Economie Nouveautés, business: pourquoi le Sirha est un rendez-vous obligé

Pour cette édition du Sihra, 208 000 professionnels sont attendus jusqu’au au 30 janvier, dont 25 600 chefs et cuisiniers du monde entier.  Photo Joël PHILIPPON
Pour cette édition du Sihra, 208 000 professionnels sont attendus jusqu’au au 30 janvier, dont 25 600 chefs et cuisiniers du monde entier. Photo Joël PHILIPPON

Ce vendredi à Eurexpo, s’ouvre la nouvelle édition du Sirha. Trois mille exposants et 200 000 professionnels de la restauration et de l’hôtellerie du monde entier nous cuisinerons nos assiettes d’aujourd’hui et demain.

Même le monde de la restauration connaît sa révolution digitale ! Et pas seulement : de plus en plus de professionnels sont aussi confrontés aux nouvelles exigences des consommateurs – plus sain, plus local – avec la place croissante du vegan notamment et celle des intolérances alimentaires nécessitant de nouveaux modèles de cuisine. En 2019, les chefs ne rédigent plus leur menu comme il y a vingt ans ou même dix ans. Et c’est donc dans cet environnement plein d’incertitudes, mais aussi d’innovations – un village accueille trente start-up spécialisées – que les 200 000 professionnels de la restauration viennent s’imprégner de ces grandes tendances, où se mêlent les nouvelles technologies de cuisson, de stockage, de gestion, mais aussi l’arrivée de nouveaux produits, fruits de recherches de plus en plus développées.

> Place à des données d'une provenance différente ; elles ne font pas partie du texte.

PR #475, opened 2026-07-15
Native cvmfsexec support for CVMFS-hosted Singularity/Apptainer containers

natefoo:
Adds first-class support for running jobs under [cvmfsexec](https://github.com/cvmfs/cvmfsexec), so Singularity/Apptainer containers (and Galaxy reference data) hosted on CVMFS can be used on compute nodes that cannot mount `/cvmfs` system-wide, without root or special privileges. I've already been using this with great effect by hacking `env` `execute` statements in job destinations, but this is much better, plus it documents it and doesn't need a dirty hack for rewriting the container path when `mountrepo` mode is required.

## How it works

A `cvmfsexec` option on the job manager (`app.yml`), overridable per Galaxy destination:

```yaml
managers:
  _default_:
    type: queued_drmaa
    cvmfsexec:
      mode: mountrepo        # or "namespace"
      path: /path/to/cvmfsexec
      repositories:
        - data.galaxyproject.org
        - singularity.galaxyproject.org
```

Two modes:

- **namespace** (preferred): cvmfsexec provides a real `/cvmfs` inside a mount namespace and the job runs inside it. No path rewriting needed.
- **mountrepo**: for nodes without unprivileged user namespaces / fuse, repositories are bind-mounted under `<job_directory>/.cvmfsexec/dist/cvmfs`. The container image path (resolved by Galaxy against the real `/cvmfs`) is rewritten to the mounted location via an ordinary Galaxy `file_actions` `rewrite` rule.

The mount preamble is injected into the job script template (after dir prep); namespace mode wraps the command.

## Dependent Galaxy PR

mountrepo mode's image-path rewrite depends on a companion Galaxy change (https://github.com/galaxyproject/galaxy/pull/23129) that routes the resolved container image path through the compute environment's `unstructured_path_rewrite` (so a `file_actions` `rewrite` rule applies to it, the same way it applies to tool parameters).

## Docs & tests

- New Containers "Overview" and "Singularity / Apptainer and CVMFS" sections (cvmfsexec modes, building the self-contained distribution, the `galaxyproject.cvmfsexec` role, a usegalaxy.org example), plus the mountrepo rewrite example in the Galaxy Configuration docs.
- Unit and manager tests for config parsing, mount-preamble generation, namespace command wrapping, and the per-job `setup_params` override.

### DIFF
--- a/HISTORY.rst
+++ b/HISTORY.rst
@@ -9,7 +9,15 @@ History
 0.15.16.dev0
 ---------------------
 
-
+* Add native ``cvmfsexec`` support to Pulsar managers (``mountrepo`` and
+  ``namespace`` modes), configured via a ``cvmfsexec`` manager option or a
+  per-job override, for accessing CVMFS repositories (and CVMFS-hosted
+  container images) on hosts without a system-wide ``/cvmfs``.
+* Add a dedicated ``container`` file-action path type for rewriting resolved
+  container image paths (e.g. a Singularity/Apptainer image on CVMFS) via a
+  ``rewrite`` action, without overloading the ``unstructured`` tool-parameter
+  path type. **Note:** ``path_types: "*any*"`` now also matches container image
+  paths.
 
 ---------------------
 0.15.15 (2026-07-13)
--- a/app.yml.sample
+++ b/app.yml.sample
@@ -17,20 +17,19 @@
 #    #  ## real /cvmfs) or "mountrepo" (bind-mounts repos under
 #    #  ## <job_directory>/.cvmfsexec/dist/cvmfs for hosts without namespaces).
 #    #  mode: mountrepo
-#    #  ## Path to the cvmfsexec launcher to install into each job directory.
+#    #  ## Path to the cvmfsexec self-contained distribution to install into each
+#    #  ## job directory. See the "Containers" section of Pulsar's docs for how
+#    #  ## to build it: https://pulsar.readthedocs.io/en/latest/containers.html
 #    #  path: /path/to/cvmfsexec
 #    #  ## CVMFS repositories to mount for each job.
 #    #  repositories:
 #    #    - data.galaxyproject.org
 #    #    - singularity.galaxyproject.org
-#    ## In mountrepo mode the host-side container image path (resolved by Galaxy
-#    ## against the real /cvmfs) must be remapped to the mounted dist location.
-#    ## That is an ordinary path rewrite: configure it on the Galaxy job
-#    ## destination as a file_actions `rewrite` rule (source /cvmfs/<repo>,
-#    ## destination __PULSAR_JOB_DIRECTORY__/.cvmfsexec/dist/cvmfs/<repo>), not
-#    ## here. The __PULSAR_JOB_DIRECTORY__ token is substituted server-side with
-#    ## the absolute job directory (a $CVMFSEXEC_DIR shell var would be broken by
-#    ## the client's shlex.quote of the image path).
+#    ## In mountrepo mode the host-side container image path must be rewritten to
+#    ## the mounted location. This is necessary and is configured on the Galaxy
+#    ## job destination (not here) with a file_actions rewrite rule; see the
+#    ## example in the "Galaxy Configuration" section of Pulsar's docs:
+#    ## https://pulsar.readthedocs.io/en/latest/galaxy_conf.html
 
 
 ## Mode to create job releated directories with. If unset
--- a/app.yml.sample
+++ b/app.yml.sample
@@ -8,6 +8,26 @@
 #  _default_:
 #    type: queued_python
 #    num_concurrent_jobs: 1
+#    ## Run jobs under cvmfsexec (https://github.com/cvmfs/cvmfsexec) so CVMFS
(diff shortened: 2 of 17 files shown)


mira-miracoli:
That's a nice feature for @bernt-matthias I guess :)

jmchilton:
> **Posted by Claude (AI assistant) on behalf of @jmchilton — they did not write this text personally.**

Read through this alongside #23129 (commented there separately about the `pulsar-galaxy-lib` pin). The shape reads well — a dedicated `container` path type routed through the existing `FileActionMapper` rather than overloading `unstructured`, and a string-only `cvmfsexec` module with doctested config parsing. Three concrete notes and two softer ones.

### 1. `*any*` silently gains `container` — worth a `HISTORY.rst` entry

`ALL_PATH_TYPES` is read in exactly one place, the `*any*` expansion at `action_mapper.py:733`, so adding `CONTAINER` opts every existing `path_types: "*any*"` rule into container rewriting. The semantics seem right to me — "any path type" should mean any — but it changes behavior for deployments that never touched their `file_actions`. `docs/galaxy_conf.rst` documents the opt-in `path_types: container` case nicely; it's the `*any*` widening that's unannounced. The `0.15.16.dev0` section of `HISTORY.rst` is empty and this PR doesn't touch it.

Related, and more relevant once `*any*` matches: `PathMapper.check_for_container_rewrite` returns `None` when the matched action needs staging, so an existing `*any*` + `remote_transfer` rule now matches container paths and silently does nothing. The comment there already says "a staging action here would be a misconfiguration" — could that be a `log.warning` rather than a comment?

### 2. `namespace` mode doesn't carry the job script's shell environment across the wrap

`wrap_command` runs `cvmfsexec ... -- /bin/bash -c '<command>'`, and non-exported shell variables don't survive that. In `DEFAULT_JOB_FILE_TEMPLATE.sh`, `TMP`/`TEMP`/`TMPDIR` (`:39-51`), `GALAXY_PYTHON` (`:53`), `GALAXY_LIB` and `GALAXY_VIRTUAL_ENV` are all assigned without `export`. That's pre-existing and has never mattered, because nothing crossed a process boundary before this.

It's narrower than it first looks: by the time Pulsar sees the command line Galaxy has usually already containerized it, so the tool runs under `singularity exec` with its own env plumbing (`env_pass_through` / `singularity_env_*`). The return-code capture that `_expand_command_line` appends before the wrap is also fine — `$?` is evaluated by the inner shell and the rc path is absolute. What's exposed is whatever runs outside the container in the same command line.

`SingularityContainer.containerize_command` is the precedent for the fix: name the variables that have to cross rather than inheriting by accident. Given the module docstring already says namespace mode wants validation on a namespace-capable host, and the docs call it the preferred mode — worth either exporting those in the template, or saying plainly in `containers.rst` that namespace mode is provisional until it's been exercised?

### 3. Nothing in `cvmfsexec.py` is safely quoted except `command`

I first read this as "repository names are unquoted while paths are quoted," but the double quotes aren't doing the work either — `"%s"` still permits `$(...)`, backticks and `$VAR`:

```pycon
>>> 'cp "%s" "%s"' % ('/opt/$(id)', '/jobs/7/cvmfsexec')
'cp "/opt/$(id)" "/jobs/7/cvmfsexec"'
```

`shlex` is already imported. Switching the interpolations over is mechanical, and since `shlex.quote` leaves shell-safe strings alone it makes the common output *simpler*:

```python
commands = [
    "cp %s %s" % (shlex.quote(config.path), shlex.quote(launcher)),
    "%s -v >/dev/null" % shlex.quote(launcher),
    "trap %s EXIT" % shlex.quote("%s/umountrepo -a" % dist),
]
for repository in config.repositories:
    commands.append("%s %s" % (shlex.quote("%s/mountrepo" % dist), shlex.quote(repository)))
```

```pycon
>>> setup_commands(c, "/jobs/7")
['cp /opt/cvmfsexec /jobs/7/cvmfsexec',
 '/jobs/7/cvmfsexec -v >/dev/null',
 "trap '/jobs/7/.cvmfsexec/umountrepo -a' EXIT",
 '/jobs/7/.cvmfsexec/mountrepo singularity.galaxyproject.org']
```

plus `" ".join(shlex.quote(r) for r in config.repositories)` in `wrap_command`. This isn't a new privilege boundary — destination `env`/`execute` already hands Pulsar arbitrary shell through `env_to_statement` — but the per-job override arrives over the wire, so it seems worth closing in a brand-new file.

### 4 and 5 — things I noticed, not things I'm confident about

Entirely your judgement on both:

- The mount preamble has no failure handling. If `mountrepo` fails the script keeps going and the job dies later on a missing image path, which is unpleasant to diagnose from Galaxy's stderr. You'd know whether cvmfsexec's exit codes make a `||` guard worth having.
- `trap "... umountrepo -a" EXIT` takes the single global EXIT slot unconditionally. Nothing in Pulsar's template sets one today, so this is fine as it stands — mentioning it only because a destination `env: execute` entry could.

jmchilton:
@natefoo - anything more to do on this side? Do you need a release for the Galaxy side - can you handle that or does it require a me?

natefoo:
I think this is it for this side. I should be able to handle a release, theoretically, lol.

« Les professionnels doivent s’adapter très vite »

« Parmi les autres tendances qui s’affirment, précise Marie-Odile Fondeur, directrice générale du Sirha, il y a aussi celle du design, qui devient très présent dans les arts de la table, mais aussi la décoration des restaurants ».

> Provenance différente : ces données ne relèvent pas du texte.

PR #4457, opened 2016-09-24
remove deprecated code for 3.8.0

commy2:
- title


addons/common/functions/fnc_removeScrollWheelEventHandler.sqf
```diff
@@ -1,31 +0,0 @@
...
- * Author: commy2
- * Remove a scroll wheel event handler.
- *
- * Arguments:
- * 0: ID of the event handler <NUMBER>
- *
- * Return Value:
- * None
- *
- * Public: Yes
```
Glowbal: public but was never deprecated?

commy2: Oops. I must've forgotten it there then. However, https://github.com/acemod/ACE3/blob/0b3d38a72f6cccb9880acb03cc446b725f51ba5d/addons/common/functions/fnc_addScrollWheelEventHandler.sqf
was deprecated and this function makes no sense without the add counterpart.

PR #4459, opened 2016-09-24
remove deprecated event handlers

commy2:
- title
- targets #4457 because not sure if we want it or if we want to keep these around a bit longer


commy2:
note: kept them in the medical components to prevent merge conflicts with medical-rewrite

PR #4461, opened 2016-09-24
Fix interaction addActionToX return values

### LINKED ISSUE #4460: AddActionToObject and AddActionToClass return number instead of array
**ACE3 Version:** `3.7.0` (stable)

**Mods:**
- `@CBA_A3`
- `@ace`

**Description:**
- FUNC(addActionToObject) and FUNC(addActionToClass) return a number instead of an array. As the function headers state, the return value should be an array that can be used to remove the actions. Currently, the result of the last pushBack command is returned instead of the full action path. 

**Steps to reproduce:**
- Run editor
- Place playable unit
- Play scenario
- Run code in debug console     
```
testAction = ["testAction","Test Action","",{false},{true}] call ace_interact_menu_fnc_createAction;
testPath = [player, 1, ["ACE_SelfActions"],testAction] call ace_interact_menu_fnc_addActionToObject;
hint str testPath;
```

- Editor (Singleplayer)

**Placed Modules:**
- None

PabstMirror:
Fix #4460
Fix returning number from pushBack
Will still safely make a copy of the array `_parentAction`

### DIFF
--- a/addons/interact_menu/functions/fnc_addActionToClass.sqf
+++ b/addons/interact_menu/functions/fnc_addActionToClass.sqf
@@ -38,6 +38,9 @@ if (param [4, false, [false]]) exitwith {
     ', _index];
     TRACE_2("Added inheritable action",_objectType,_index);
     [_objectType, "init", _initEH, true, [], true] call CBA_fnc_addClassEventHandler;
+
+    // Return the full path
+    (_parentPath + [_action select 0])
 };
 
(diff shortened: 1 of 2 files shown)


PabstMirror:
I don't know what else to return.  Nothing gets added on error

jonpas:
I'd say it's something people can check with `isNil`, although maybe returning `false` would be easier.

Selon l’institut d’étude NPD, globalement, le secteur de la restauration hors foyer se porte bien en Europe où tous les marchés sont en croissance (+ 2 % en France). Preuve que les efforts entrepris par les professionnels portent leurs fruits.

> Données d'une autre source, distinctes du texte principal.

PR #4466, opened 2016-09-25
fix damage materials of repair items

commy2:
- if you hit them currently they create dust
- this changes it to a "hit tyre-screech" and sparks respectively.


commy2:
I set up the hit-points LODs with hitpoints, but I don't seem to be able to damage then. Maybe it doesn't work for "thingX". PR still fixes the effects.

PR #4467, opened 2016-09-26
Fix passanger interaction

PabstMirror:
Oddly #4446 broke passenger interaction because `ACE_Dogtag` ends up being before `MainActions`.
Adding requiredAddons will fix mod load order problems.

Should also take a look at making `ace_interaction_fnc_addPassengerAction` more robust.


commy2:
>Oddly #4446 broke passenger interaction because ACE_Dogtag ends up being before MainActions.

strange. I'll protect my nerves and not think about it.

« Pour nous, le Sirha est l’occasion de présenter nos nouveautés », explique Olivier Dupraz, responsable de l’activité “professionnels” de l’entreprise villeurbannaise Eurocave. « Nous exportons 80 % de nos produits, et ce salon permet aussi de rencontrer nos clients du monde entier. » Pour Alain Milliat, qui produit des jus de dégustation pour une clientèle haut de gamme, « ce salon est aussi une belle opportunité de communication et pas seulement un lieu de business, même si on a des retours ». Le dirigeant, installé à Valence depuis 2013, présentera cette année sa “citronnade bio sans sucre”.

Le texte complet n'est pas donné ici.